De todas as dificuldades que o estado tem para enfrentar, a integração entre municípios seja talvez uma das mais estratégicas e complexas para impulsionar o desenvolvimento regional, o que coloca a mobilidade como um ponto importante para ser tratado pelos programas de governo.

Os candidatos que divulgaram propostas sobre o tema aqui analisadas a convite do Estadão se mostram preocupados em facilitar o deslocamento entre cidades, considerando que boa parte dos paulistas mora em uma cidade, mas estuda ou trabalha em outra, cruzando diariamente limite municipais que na prática fazem pouco sentido.

Um levantamento do IBGE usando dados do Censo de 2010 mostra que, naquela época, a população brasileira já não se organizava em cidades, mas em “arranjos populacionais” com grande número de pessoas se deslocando dentro destas áreas. Todos os dias, 7 milhões de brasileiros vão de uma cidade a outra para estudar ou trabalhar. O estado de São Paulo concentra cinco dos maiores agrupamentos do país, sendo o maior deles é formado por São Paulo e outros 35 municípios, que somam 20 milhões de habitantes.

Nesse contexto, é importante debater a possibilidade de unificar tarifas e de criar um Bilhete Único padronizado para atender a todo o estado ou, pelo menos, aos municípios agrupados.

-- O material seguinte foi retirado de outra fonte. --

PR #1894, opened 2026-08-20
feat(detekt): add ClockSystemBan rule and guard the WhileSubscribed register

ksharma-xyz:
## What

Adds `ClockSystemBan`, a detekt rule that keeps new inline `Clock.System` reads out of
production code, and a test that keeps the `WhileSubscribed` register in
`docs/POLLING_LIFECYCLE.md` in step with the source.

### ClockSystemBan

- `ClockSystemBan.kt` flags inline `Clock.System.now()` / `Clock.System` reads in production
  source. A file that reads the wall clock inline cannot be tested at a chosen instant, which is
  why time-dependent logic here is currently tested by waiting or not at all.
- Two shapes are exempt in the rule itself and never need a baseline row: a parameter default
  (`now: Instant = Clock.System.now()`, `clock: Clock = Clock.System`) and the Koin binding in a
  `di` package. Test source sets are exempt entirely.
- `config/clock-system-baseline.txt` grandfathers the reads that exist today as
  `<path>|<count>` rows: 20 files, 57 reads. The count is an allowance, not a target, so a
  listed file cannot quietly grow a new read. Line numbers are deliberately not recorded because
  they churn on unrelated edits.
- The file is shrink-only: counts may be lowered and rows deleted, never raised or added. When
  it empties the rule becomes a zero-tolerance gate.
- Registered in `KrailRuleSetProvider`, switched on in `config/detekt.yml`.

### Polling register guard

- `PollingLifecycleGuardTest.kt` reads `docs/POLLING_LIFECYCLE.md`, scans production sources, and
  fails when the two disagree. `SharingStarted.WhileSubscribed` only stops background work if the
  UI subscribes with lifecycle awareness; when it does not, nothing fails and the app polls the
  network behind the lock screen.
- It sees every `SharingStarted.WhileSubscribed(` in `commonMain` / `androidMain` / `iosMain`,
  attributed to its enclosing member and class, plus any `collectAsState(` that is not
  `collectAsStateWithLifecycle(`. Each flow must appear in the doc's register classified as
  "polls" or "just state"; an unregistered flow and a stale row both fail.
- It guards the register, not the call site: whether a listed flow is actually collected under
  `repeatOnLifecycle` is a Compose call-graph question a text scan cannot answer. The KDoc says
  so explicitly.
- `docs/POLLING_LIFECYCLE.md` restructured into that register so it has a machine-readable shape.
- The scan skips `gradle/build-logic/`. It already skipped its own source, which has to spell the
  banned call out in order to search for it; `CollectAsStateBan` is the same case one step
  removed, since a detekt rule cannot match a string without containing it and neither can its
  test fixtures. Nothing under there is Compose, so the exclusion costs no coverage of app code.

## Testing

- `gradle/build-logic :detekt-rules:test` green (`ClockSystemBanTest`, new)
- `./gradlew :composeApp:testAndroidHostTest` green (`PollingLifecycleGuardTest`, new)
- `./gradlew detekt --continue` green with the rule active against the seeded baseline
- No production behaviour changed, so no device QA applies

### DIFF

O transporte por aplicativo, que hoje emprega um contingente significativo de pessoas e tem se expandido pelo interior, também merece atenção. Seria possível permitir pagamentos por essa modalidade usando Bilhete Único em todo o estado? Seria possível padronizar bolsões de embarque e desembarque para usuários de aplicativos nas estações de trem e metrô?

O transporte sobre trilhos tem na adoção do modelo de PPP uma saída para acelerar o andamento das obras e garantir a operação. A Zona Leste, região mais populosa da cidade, segue dependente da abarrotada Linha Vermelha do Metrô, enquanto o eixo empresarial e financeiro formado por Berrini, Vila Olímpia, Itaim e Faria Lima continua sem metrô na porta, o que torna o trânsito cada vez mais engessado. Sem falar na problemática Linha Laranja e na demora para conectar a Linha Lilás.

Ciclistas e pedestres também precisam ser contemplados, a partir de redes cicloviárias intermunicipais, estações de compartilhamento de bicicletas que atendam a mais localidades e a instalação de bicicletários em terminais e estações. Cabe aqui o debate sobre as passarelas para pedestres sobre estradas, um convite à prática de assaltos e travessias perigosas que motivam atropelamentos.
A conexão com os aeroportos é assunto delicado, especialmente depois da decepção com a estação Cumbica Guarulhos, que depende do ônibus para levar os passageiros para o embarque. A Linha 17 Ouro, que atenderá a Congonhas, precisa correr contra o tempo para se integrar ao restante do sistema. Facilitar o acesso aos aeroportos da capital e do interior via redes de transporte torna-se cada vez mais essencial neste momento em que as distâncias precisam ser relativas.